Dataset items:
☆ ☆ ☆

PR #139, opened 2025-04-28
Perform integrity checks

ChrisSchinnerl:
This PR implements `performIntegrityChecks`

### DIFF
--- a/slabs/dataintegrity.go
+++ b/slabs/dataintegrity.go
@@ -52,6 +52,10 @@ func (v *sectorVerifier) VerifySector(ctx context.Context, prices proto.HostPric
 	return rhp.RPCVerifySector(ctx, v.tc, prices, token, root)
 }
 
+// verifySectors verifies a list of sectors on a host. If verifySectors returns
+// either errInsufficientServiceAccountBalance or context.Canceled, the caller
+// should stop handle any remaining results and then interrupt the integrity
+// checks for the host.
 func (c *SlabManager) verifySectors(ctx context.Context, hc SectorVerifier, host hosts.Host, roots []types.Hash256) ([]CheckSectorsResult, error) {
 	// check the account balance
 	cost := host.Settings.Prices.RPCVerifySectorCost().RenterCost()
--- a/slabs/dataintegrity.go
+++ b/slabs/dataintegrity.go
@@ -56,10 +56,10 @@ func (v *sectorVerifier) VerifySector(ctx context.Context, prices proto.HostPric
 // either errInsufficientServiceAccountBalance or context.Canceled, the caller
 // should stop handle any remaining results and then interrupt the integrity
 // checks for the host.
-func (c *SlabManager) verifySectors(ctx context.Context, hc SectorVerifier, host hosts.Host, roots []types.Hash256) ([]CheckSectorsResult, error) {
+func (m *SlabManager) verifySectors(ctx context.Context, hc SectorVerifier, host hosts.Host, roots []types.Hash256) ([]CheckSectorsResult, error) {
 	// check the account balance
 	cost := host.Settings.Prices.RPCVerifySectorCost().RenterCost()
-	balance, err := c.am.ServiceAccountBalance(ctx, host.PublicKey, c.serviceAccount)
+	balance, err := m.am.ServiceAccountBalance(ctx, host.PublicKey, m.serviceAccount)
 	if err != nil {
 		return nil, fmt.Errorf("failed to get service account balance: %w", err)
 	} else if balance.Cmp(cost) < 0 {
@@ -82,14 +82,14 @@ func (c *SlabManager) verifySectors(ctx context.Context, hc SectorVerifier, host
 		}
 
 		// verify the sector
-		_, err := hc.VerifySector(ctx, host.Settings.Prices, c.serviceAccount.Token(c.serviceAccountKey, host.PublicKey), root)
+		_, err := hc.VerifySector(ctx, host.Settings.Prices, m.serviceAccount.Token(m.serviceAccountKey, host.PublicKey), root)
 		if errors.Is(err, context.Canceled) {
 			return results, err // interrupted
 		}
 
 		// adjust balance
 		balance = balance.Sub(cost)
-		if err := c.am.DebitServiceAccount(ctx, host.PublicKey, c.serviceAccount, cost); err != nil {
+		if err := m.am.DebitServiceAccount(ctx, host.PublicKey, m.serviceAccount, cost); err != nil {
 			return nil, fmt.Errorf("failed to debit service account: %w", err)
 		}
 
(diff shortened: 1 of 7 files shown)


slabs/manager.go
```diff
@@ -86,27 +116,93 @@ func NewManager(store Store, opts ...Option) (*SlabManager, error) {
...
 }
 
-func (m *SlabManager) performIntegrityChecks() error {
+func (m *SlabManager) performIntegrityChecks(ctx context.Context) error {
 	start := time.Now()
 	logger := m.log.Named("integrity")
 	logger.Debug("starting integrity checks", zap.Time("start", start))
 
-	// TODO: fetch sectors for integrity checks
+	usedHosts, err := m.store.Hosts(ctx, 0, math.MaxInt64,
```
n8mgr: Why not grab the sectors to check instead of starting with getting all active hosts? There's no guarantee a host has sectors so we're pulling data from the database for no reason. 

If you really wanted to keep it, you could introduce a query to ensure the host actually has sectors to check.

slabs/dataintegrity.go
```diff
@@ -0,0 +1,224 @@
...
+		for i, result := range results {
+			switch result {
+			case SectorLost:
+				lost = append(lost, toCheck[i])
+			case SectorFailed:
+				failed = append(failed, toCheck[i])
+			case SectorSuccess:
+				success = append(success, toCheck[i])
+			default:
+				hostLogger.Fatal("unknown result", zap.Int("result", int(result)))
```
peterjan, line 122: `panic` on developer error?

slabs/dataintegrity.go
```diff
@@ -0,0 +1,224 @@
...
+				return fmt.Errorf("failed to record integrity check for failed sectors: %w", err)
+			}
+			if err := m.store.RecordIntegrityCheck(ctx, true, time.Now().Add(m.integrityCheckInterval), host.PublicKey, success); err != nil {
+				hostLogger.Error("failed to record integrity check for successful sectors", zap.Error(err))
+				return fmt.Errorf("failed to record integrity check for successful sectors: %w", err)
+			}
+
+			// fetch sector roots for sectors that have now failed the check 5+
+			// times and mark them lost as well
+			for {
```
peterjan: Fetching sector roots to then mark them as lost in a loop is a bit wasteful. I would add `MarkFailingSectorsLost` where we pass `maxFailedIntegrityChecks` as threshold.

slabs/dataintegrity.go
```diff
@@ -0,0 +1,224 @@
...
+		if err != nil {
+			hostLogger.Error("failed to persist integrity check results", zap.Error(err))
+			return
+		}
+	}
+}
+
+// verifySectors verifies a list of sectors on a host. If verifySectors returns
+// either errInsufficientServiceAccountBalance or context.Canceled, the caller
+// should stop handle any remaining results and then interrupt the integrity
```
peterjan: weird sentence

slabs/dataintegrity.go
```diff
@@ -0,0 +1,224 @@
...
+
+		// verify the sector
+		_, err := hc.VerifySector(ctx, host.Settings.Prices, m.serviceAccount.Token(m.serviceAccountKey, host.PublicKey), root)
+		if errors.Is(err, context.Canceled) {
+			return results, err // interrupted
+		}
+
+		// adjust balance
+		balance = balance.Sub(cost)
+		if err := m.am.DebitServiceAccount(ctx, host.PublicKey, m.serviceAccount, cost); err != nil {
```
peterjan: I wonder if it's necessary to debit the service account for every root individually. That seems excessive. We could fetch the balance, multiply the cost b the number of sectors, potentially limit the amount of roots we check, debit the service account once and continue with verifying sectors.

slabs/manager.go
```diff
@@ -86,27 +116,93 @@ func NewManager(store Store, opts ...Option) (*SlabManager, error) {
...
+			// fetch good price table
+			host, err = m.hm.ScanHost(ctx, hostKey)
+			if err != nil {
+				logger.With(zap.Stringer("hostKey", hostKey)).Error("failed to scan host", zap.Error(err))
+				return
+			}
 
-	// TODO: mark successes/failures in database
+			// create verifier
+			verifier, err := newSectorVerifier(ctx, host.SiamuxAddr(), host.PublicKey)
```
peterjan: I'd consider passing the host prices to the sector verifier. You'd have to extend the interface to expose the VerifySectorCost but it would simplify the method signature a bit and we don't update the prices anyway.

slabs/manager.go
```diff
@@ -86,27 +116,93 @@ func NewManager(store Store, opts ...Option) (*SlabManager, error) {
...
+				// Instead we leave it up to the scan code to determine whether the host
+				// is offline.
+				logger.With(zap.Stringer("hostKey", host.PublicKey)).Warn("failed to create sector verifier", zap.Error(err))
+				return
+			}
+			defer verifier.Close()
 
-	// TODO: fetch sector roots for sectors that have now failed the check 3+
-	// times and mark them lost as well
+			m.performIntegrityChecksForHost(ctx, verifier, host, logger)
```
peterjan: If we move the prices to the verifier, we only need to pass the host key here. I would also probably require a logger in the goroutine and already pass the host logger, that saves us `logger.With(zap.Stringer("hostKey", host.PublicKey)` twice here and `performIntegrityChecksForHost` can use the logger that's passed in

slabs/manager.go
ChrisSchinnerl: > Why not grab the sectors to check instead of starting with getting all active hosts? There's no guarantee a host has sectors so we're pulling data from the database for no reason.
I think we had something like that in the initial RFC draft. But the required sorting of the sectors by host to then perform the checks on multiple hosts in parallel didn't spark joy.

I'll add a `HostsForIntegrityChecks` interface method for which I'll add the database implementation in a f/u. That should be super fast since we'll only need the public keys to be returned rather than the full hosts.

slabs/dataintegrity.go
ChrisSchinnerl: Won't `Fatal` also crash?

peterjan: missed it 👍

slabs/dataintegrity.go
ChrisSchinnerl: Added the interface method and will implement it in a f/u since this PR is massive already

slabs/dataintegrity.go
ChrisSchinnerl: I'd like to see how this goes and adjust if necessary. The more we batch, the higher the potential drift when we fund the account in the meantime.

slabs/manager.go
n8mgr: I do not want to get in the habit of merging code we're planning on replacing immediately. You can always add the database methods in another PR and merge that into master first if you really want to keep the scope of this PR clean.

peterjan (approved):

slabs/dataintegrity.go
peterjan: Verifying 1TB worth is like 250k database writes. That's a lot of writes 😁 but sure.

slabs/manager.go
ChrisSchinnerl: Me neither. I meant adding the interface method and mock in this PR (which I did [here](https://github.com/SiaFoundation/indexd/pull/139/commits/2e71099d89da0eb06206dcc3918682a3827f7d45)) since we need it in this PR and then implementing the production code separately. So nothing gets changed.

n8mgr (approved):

☆ ☆ ☆

__EXERCISE DIRECTIONS__. Answer with the number alone after tallying the lines of the entries above that contain the word "There".

__REPLY__. 2